= Materials provided =
Content starts

PR #232, opened 2016-02-23
Add CreateOrUpdate as a new way of updating Users

eski009:
Currently there is no way to use the createOrUpdate API call.

### DIFF
--- a/src/Zendesk/API/Resources/Core/Users.php
+++ b/src/Zendesk/API/Resources/Core/Users.php
@@ -39,6 +39,7 @@ class Users extends ResourceAbstract
         findMany as traitFindMany;
     }
     use UpdateMany;
+    use CreateOrUpdateMany;
 
     /**
      * @var UserIdentities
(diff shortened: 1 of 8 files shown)


joseconsador:
@eski009 Thanks for this, there are some errors on the unit test though. If you could fix them on your end, we'd be happy to re-review this PR.

src/Zendesk/API/Resources/Core/Users.php
```diff
@@ -39,6 +39,7 @@ class Users extends ResourceAbstract
         findMany as traitFindMany;
     }
     use UpdateMany;
+    use CreateOrUpdateMany;
```
miogalang: This seems to be throwing an error. I think a `use` is missing up top

eski009:
@miogalang  - thanks. Have updated

eski009:
@joseconsador - should be fixed.

src/Zendesk/API/Traits/Resource/CreateOrUpdateMany.php
```diff
@@ -0,0 +1,58 @@
+<?php
+
+namespace Zendesk\API\Traits\Resource;
+
+use Zendesk\API\Exceptions\RouteException;
+use Zendesk\API\Http;
+
+/**
+ * Allows resources to call a bulk show endpoint.
```
joseconsador: Needs updating.

joseconsador:
:+1: after @eski009 adds the comment typo fix

miogalang:
Some tests needed for this but that can be done by us. Escalating the writing of unit tests for this to Jira.

miogalang:
:+1: thanks @eski009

Content ends

= Your objective =
In full and without change, transcribe every line of the records above.

= Solution to this problem =
PR #232, opened 2016-02-23
Add CreateOrUpdate as a new way of updating Users

eski009:
Currently there is no way to use the createOrUpdate API call.

### DIFF
--- a/src/Zendesk/API/Resources/Core/Users.php
+++ b/src/Zendesk/API/Resources/Core/Users.php
@@ -39,6 +39,7 @@ class Users extends ResourceAbstract
         findMany as traitFindMany;
     }
     use UpdateMany;
+    use CreateOrUpdateMany;
 
     /**
      * @var UserIdentities
(diff shortened: 1 of 8 files shown)


joseconsador:
@eski009 Thanks for this, there are some errors on the unit test though. If you could fix them on your end, we'd be happy to re-review this PR.

src/Zendesk/API/Resources/Core/Users.php
```diff
@@ -39,6 +39,7 @@ class Users extends ResourceAbstract
         findMany as traitFindMany;
     }
     use UpdateMany;
+    use CreateOrUpdateMany;
```
miogalang: This seems to be throwing an error. I think a `use` is missing up top

eski009:
@miogalang  - thanks. Have updated

eski009:
@joseconsador - should be fixed.

src/Zendesk/API/Traits/Resource/CreateOrUpdateMany.php
```diff
@@ -0,0 +1,58 @@
+<?php
+
+namespace Zendesk\API\Traits\Resource;
+
+use Zendesk\API\Exceptions\RouteException;
+use Zendesk\API\Http;
+
+/**
+ * Allows resources to call a bulk show endpoint.
```
joseconsador: Needs updating.

joseconsador:
:+1: after @eski009 adds the comment typo fix

miogalang:
Some tests needed for this but that can be done by us. Escalating the writing of unit tests for this to Jira.

miogalang:
:+1: thanks @eski009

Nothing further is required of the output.